A London pharmacy supplying medicines to customers and care homes has fined £275,000 by the Information Commissioner’s Office (ICO) for lapses in data security.
The Doorstep Dispensaree became the first UK business to be fined under the General Data Protection Regulations (GDPR), which came into effect on May 25, 2018.
According to ICO, the pharmacy left approximately 500,000 documents in unlocked containers at the back of its premises in Edgware. The documents included names, addresses, dates of birth, NHS numbers, medical information and prescriptions belonging to an unknown number of patients.

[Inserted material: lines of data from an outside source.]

PR #1792, opened 2024-08-24
fix: long loading time due to multiplayer connection

### LINKED ISSUE #1730: nit: don't wait for python to load before opening a file

AyushAgrawal-A2:
closes #1730


davidkircos:
What does this change do?

I still notice this issue. If I:
1. Open a file
2. Reload the file (it's fast)
3. Make a small change and reload the file right after (it's significantly slower)

AyushAgrawal-A2:
@davidkircos 
Multiplayer connection has a timeout of 5 secs, if it connects it will sync otherwise it retries again...
previously it would attempt multiple retries, now files opens after first timeout, synced or not
Snackbar will show unsynced status on file open.

>Make a small change and reload the file right after (it's significantly slower)

this is due to 
 - 5sec timeout for first attempted multiplayer connection
 - the multiplayer is syncing, (can be checked in networks tab in dev console). This will take time depending on the no. / size of transactions and connection speed.

Root cause is multiplayer connection.

This PR removes the multiple attempted retries of MP connection by setting both loading states to false when first attempt fails.

davidfig (approved):

davidkircos:
> * 5sec timeout for first attempted multiplayer connection
> * the multiplayer is syncing, (can be checked in networks tab in dev console). This will take time depending on the no. / size of transactions and connection speed.

I am curious why the first attempt fails, it doesn't seem like it should fail. The service is up and the file is valid. 5 second retry is pretty slow. Maybe we should implement a retry backoff? 1s, 3s, 5s, etc...

Syncing a single small transaction is almost instant, it seems like it's something else.

luke-quadratic:
Approved on functionality - solves issue as described by drastically speeding up time to initially load any file

luke-quadratic (approved):

davidkircos (changes requested):
I belive this issue still exists:

To reproduce:

Open a file
Reload the file (it's fast)
Reload the file (it's fast)
Make a small change and reload the file right after (it's very slow)

luke-quadratic:
True, but it is still a big improvement to some cases and since it's a one line merge is worth sending - we can leave the issue open and describe what cases are still slow? @davidkircos

davidkircos (approved):
This is much faster!

davidfig (approved):

PR #1793, opened 2024-08-25
fix: early keystrokes are dropped when editing a cell

### LINKED ISSUE #1706: Early keystrokes are dropped when editing a cell
Steps to reproduce:
1. Select a cell (but do not press enter or double-click to edit the contents).
2. Press several keyboard keys at the same time. It's best if they're in the same row of the keyboard (e.g., `JKL;`), to avoid ghosting.

Expected behavior: All inputted characters appear in the cell.

Actual behavior: Some characters may be dropped.

Here I press `NEIO` (Colemak equivalent of QWERTY's `JKL;`) at the same time. Keys are dropped unless I double-click the cell first.

https://github.com/user-attachments/assets/ce6d7d30-9b9f-43ce-a9ef-70b5deafca39

AyushAgrawal-A2:
closes #1706

### DIFF
--- a/quadratic-client/src/app/gridGL/HTMLGrid/inlineEditor/inlineEditorHandler.ts
+++ b/quadratic-client/src/app/gridGL/HTMLGrid/inlineEditor/inlineEditorHandler.ts
@@ -32,6 +32,8 @@ class InlineEditorHandler {
   private open = false;
   private showing = false;
 
+  private initialValue = '';
+
   x = 0;
   y = 0;
   width = 0;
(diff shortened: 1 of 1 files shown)


davidfig (approved):

HactarCE:
This doesn't fix the issue for me

luke-quadratic:
This seems to fix the issue for me @HactarCE - only finding it doesn't if I mash like 5 or more characters at once which isn't something I presume anyone needs/wants to do, for 3 characters or less seems to always register.

HactarCE (approved):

The documents were dated between June 2016 and June 2018. Some of the documents were water damaged, making the pharmacy responsible for not ensuring security against accidental loss, destruction or damage.
ICO launched the investigation after it was alerted by the Medicines and Healthcare products Regulatory Agency (MHRA).
“The careless way Doorstep Dispensaree stored special category data failed to protect it from accidental damage or loss. This falls short of what the law expects and it falls short of what people expect,” said Steve Eckersley, Director of Investigations at ICO.
The pharmacy has also been issued an enforcement notice and ordered to improve its data protection practices within three months.
Commenting on the news, Paula Barrett, Partner and Global Co-lead of Privacy & Cyber Security Law, Eversheds Sutherland, said: “There are likely many others for whom the disposal of personal data securely is an ongoing operational concern. Particularly for those businesses where they have a large number of smaller premises, where centralised controls are more difficult to implement. Here what was actually happening on the ground was contrary to their own policy and supposedly arrangements with a service provider.”
“In addition to the storage breach itself, they were also sanctioned for non-compliance in other areas. Notably an inadequate privacy notice. One of the first cases in which we have seen the ICO comment.”
“It further demonstrates the co-operation between agencies, the investigation process, factors taken into consideration and that the final amount of the penalty notice was reduced following the initial notice from £400,000 down to £275,000, so it appears some consideration was given to representations made. As well as a fine, they also have further remediation work to undertake, so there is, in fact, a combination of tools in the ICO armoury being deployed here. Remediation effort costs could outweigh the fine itself,” Barrett said.
Doorstep Dispensaree is yet to respond.